I think most readers would find this to be an oddly written story. The ebb and flow of life in a small English village with some really old-fashioned ways, is in itself an interesting subject. Then the writer throws in the brutal and bloody murders of a middle aged couple who were a little "off-beat." At the same time, we are reading about the childhood of the protagonist who happens to be the lead reporter for the town's small newspaper. The reader is led to believe there just might be a murder involved there somewhere, too. There is also a quirky neighbor lady who is writing a mystery novel and researching it by being a correspondent for said newspaper, which gives her the opportunity to have her nose in everything going on around the town.
The ending, although half expected, is still satisfying. This is a noir sort of book, very dark in spots, with a tiny bit of humor and a little insanity tossed into the mix. This just might be your cup of tea.
First Line: It was four days before the bodies were discovered, by which time Mr.
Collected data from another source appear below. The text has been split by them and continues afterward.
Issue #243, opened 2023-01-21
Direct boot on 32-bit EFI systems is broken


martinwhitaker:
When booting the standard memtest.iso on a real 32-bit EFI system or using qemu with the OVMF ia32 BIOS, boot fails with the message "failed to get handle for loaded image protocol". Booting via GRUB is not affected.

git bisect indicates this regression was introduced by commit 04980dfda346fd0f7e6cb51d8e5b1ea88327b9c4.

x86fr:
Beside Atom N270/N280s, are you aware of any other 32-bit UEFI platform? I'm trying to find a board to check.

martinwhitaker:
My understanding is that anything based on the Intel Bay Trail platform was obliged (by Intel) to use 32-bit EFI. I have an Asus X205TA which has a Z3735 CPU.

Cowper had begun to mottle.
I'm not quite sure what I expected when I began reading this book. A cozy little mystery involving an amateur sleuth in a picture postcard English village, I think.
I got a lot more than I bargained for.
Alison Akenside is the chief reporter for the Rutland Record. Unfortunately she lives in Nether Bowston, a village in which nothing ever happens. At the beginning of An English Murder, Alison is a compassionate young woman who wants her "big break" into the dailies of London. She feels sad when she realizes that she was in her garden tending her flowers while the bodies of her neighbors, Thomas and Edith Cowper, were lying in their home a few doors down.
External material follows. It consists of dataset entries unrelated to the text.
PR #259, opened 2023-02-06
Support cache and temperature info for VIA/Centaur/Zhaoxin CPUs

jonathan-teh:
Use extended CPUID for VIA C3/C7/Nano cache information.

Use MSR reads for Nano/Zhaoxin and VIA C7 processor temperature.

Tested on VIA C7-D 1.5GHz.

### DIFF
--- a/system/cpuid.c
+++ b/system/cpuid.c
@@ -128,6 +128,26 @@ void cpuid_init(void)
             );
         }
         break;
+      case 'C':
+        if (cpuid_info.vendor_id.str[5] == 'I') break; // Cyrix
+        // VIA / CentaurHauls
+        if (cpuid_info.max_xcpuid >= 0x80000005) {
+            cpuid(0x80000005, 0,
+                &reg[0],
+                &reg[1],
+                &cpuid_info.cache_info.raw[0],
+                &cpuid_info.cache_info.raw[1]
+            );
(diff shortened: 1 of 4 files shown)


jonathan-teh:
memtest-c7-d

debrouxl:
Thanks. Looks reasonable to me, as the C7-D 1500/400 has 64K Instruction & 64K Data cache.
Sam ?

x86fr:
Looks good. I'm also working on VIA CPU to solve issues on core count. I'll do a test pass on various VIA and zhaoxin CPUs  later this week.

jonathan-teh:
Reading the rest of the CPU detection code, I think that in `cpuid_init()` it would be better to always populate `cpuid_info.cache_info` from the extended CPUID, gated by `max_xcpuid`, instead of also filtering it by vendor. `determine_cache_size()` doesn't use it for Intel CPUs anyway and it'll make things easier for detecting cache sizes for other CPUs. I've looked at `determine_cpu_model()` and I'd like to improve the VIA/Centaur/Cyrix section, after this is merged.

x86fr:
Tested OK on various VIA platforms from C3 Nehemiah 533 MHz to Zhaoxin KX-5640 2.0 GHz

Not only were the Cowpers murdered, but their teen aged daughter Gemma has gone missing, and Alison begins to think that this murder case is her ticket to London. If she can scoop everyone else, find Gemma and learn the identity of the murderer, she's a shoo-in for bigger and better things.
While Alison ponders how to win her brass ring, we learn about her background and that of the missing girl. We're also treated to a little history about Rutland, which in the 1970s had lost its county status and become a part of Leicestershire, only to regain it in the late 1990s:
"It was mentioned in the Domesday Book, she discovered-- which seemed very fin de siecle-- although at that time it was little more than a ditch on the way to Northumbria. It was always being bequeathed to people-- queens, dukes, mistresses-- as if the county and its people were an expensive lapdog."
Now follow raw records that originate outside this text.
PR #263, opened 2023-02-09
Fix overallocation of cpuid_cache_info_t union

jonathan-teh:
Saves 32B per instance.


x86fr:
Merged with #259 (much easier for testing purpose)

But as we're learning more about Rutland and as we're learning about Gemma and Alison, the tone of the book subtly begins to shift. Something nasty, unpleasant and psychologically unbalanced begins to stir in Nether Bowston, and An English Murder turns into Cozy Noir.
Some people may not like Doughty's book, thinking that the plot is insubstantial and meanders off into nothingness. I was delighted by the shift and the unexpected depth toward the end. I was so concerned with looking for the crocodiles on the sandbanks that I felt completely safe wading into the water...where Doughty grabbed me with one snap of her jaws.
I am now looking for other books by Louise Doughty. I want to see if she can lead me astray once more.
The author tried to tell three stories in one novel and mostly succeeded, however it was a bit confusing at times.
Kind of a "cozy noir" genre.
Couldn't get with the writing style.
I enjoyed this book, it was a perfect vacation book, as it was a real page-turner that was perfect for reading on a noisy airplane. It takes place in a small English town, and I found the English terms (as opposed to American English) and language differences interesting, and they added to the character of the book. The main character is a reporter for the local news, in a town where nothing much happens, when one morning a man and wife from a neighboring house are found stabbed to death, and their teenage daughter is missing. The book follows the search for the truth, with some unexpected twists.
As I was reading this book,I kept thinking that there was a good story in here somewhere, but it needed some good editing so make it more coherent. There is no suspense, no mystery and the characterizations are muddy-the main character's motivations are unclear and her backstory, although interestingly macabre does nothing for the story. Very disappointing.
The bodies of the Cowpers, a reclusive are found murdered and their daughter is nowhere to be found. A great English Mystery
When the bodies of the Cowpers, a reclusive middle-aged couple, are discouverred brutally slaughtered--and their teenage daughter goes missing- the tiny village of Nether Bowston reels in shock. Amd as the Townpeople mull over first murder in a century, everyone is asking the seame question. Where is Gemma Cowper?